Show that the sequence $a_n=1+\frac1{\sqrt{2}} +\frac1{\sqrt{3}} + \dots + \frac1{\sqrt{n}}$ is not Cauchy

Question

Show directly (from the definition) that if

$$a_n=1+\frac{1}{\sqrt{2}} +\frac{1}{\sqrt{3}} + ... + \frac{1}{\sqrt{n}}\;,$$

then $(a_n)$ is not a Cauchy sequence.

Attempt

Using $a_n$ is not Cauchy if $$\exists\, \varepsilon > 0 : \forall N\, \exists\, n, m > N | a_{n} - a_{m}| \geq \varepsilon$$

taking $n>m$.

$$\begin{align}|a_n - b_m| = \left|\sum_{k=1}^{n} \frac{1}{\sqrt{k}} - \sum_{l=1}^{m} \frac{1}{\sqrt{l}}\right| &= \left|\sum_{k=m+1}^{n} \frac{1}{\sqrt{k}}\right| \ge \left|\sum_{k=m+1}^{n} \frac{1}{n}\right| = \frac{n-m}{n}\\ \end{align} $$

Letting $n = 2m$

$$\frac{n-m}{n} = \frac{2m-m}{2m} = \frac{m}{2m} = \frac{1}{2}$$

Thus

$$\exists\, \varepsilon = \frac{1}{2} : \forall N\, \exists\, n=2m > m > N : \left|\sum_{k=m+1}^{n} \frac{1}{\sqrt{k}}\right| \geq \frac{1}{2}$$

so $a_n$ is not Cauchy.

Answer 1

Looks like a very well executed proof. There's only one typo, since $|a_n-b_m|$ should actually be $|a_n - a_m|$.

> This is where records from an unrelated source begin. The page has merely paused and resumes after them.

PR #709, opened 2017-12-23
Add remote state to context prompt

tippl:
Adds `REMOTE` state to color prompt with in case of a shell over ssh.
This state has lower priority than `ROOT` state to not lose the privilege warning.


bhilburn:
@tippl - I like this. Well done. Your implementation is clean & simple, follows our coding style, and is submitted against our feature branch. Thanks for another great PR! `=)`

PR #713, opened 2018-01-02
Corrected VPN IP command

magicalraccoon:
As it stands, using `vpn` in .zshrc returns the error `bash: prompt_vpn: command not found...`.

`vpn_ip` is the correct term.


bhilburn:
OOPS. You're absolutely correct, @magicalraccoon. Thanks so much for submitting the fix! I really appreciate it. Welcome to P9k `=)`

PR #722, opened 2018-01-15
fix: Remove dependency of bc for load widget

lemarsu:
Hi,

I sometime, have hosts that do not have `bc` program installed. The load widget use bc for doing math that zsh can easily handle.

This PR replace math done with `bc` by math done with zsh.

Best regards.


bhilburn:
@lemarsu - Thanks so much! This is a great PR - I'm always a fan of reducing dependencies on outside programs. Welcome to P9k `=)`

PR #726, opened 2018-01-20
getColor() must always print result

docwhat:
This was causing colors specified as numbers to not be shown.


bhilburn:
Thanks so much for the quick fix, @docwhat! Much appreciated =)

Also, you can just drop the absolute values at $$\sum_{k=m+1}^n\frac{1}{\sqrt k}$$

since the value is obviously positive.

Answer 2

I will not answer this question but I provide another solution to it, $\forall n \geq 1\leftrightarrow \frac{1}{n} \leq 1 \leftrightarrow \frac{1}{\sqrt{n}} \geq \frac{1}{n} \leftrightarrow \sum\limits_{n=1}^{+\infty} \frac{1}{\sqrt{n}} \geq \sum \limits_{n=1}^{+\infty} \frac{1}{n}$ knowing that $\sum \limits_{n=1}^{+\infty} \frac{1}{n}$ diverges, all will the sum presented in the OP so it is not cauchy !

Answer 3

Another proof:

If $a_n =\sum_{k=1}^n \frac1{\sqrt{k}} $, $a_{n^2}-a_n =\sum_{k=n+1}^{n^2} \frac1{\sqrt{k}} >\sum_{k=n+1}^{n^2} \frac1{\sqrt{n^2}} =(n^2-n)\frac1{n} =n-1 $.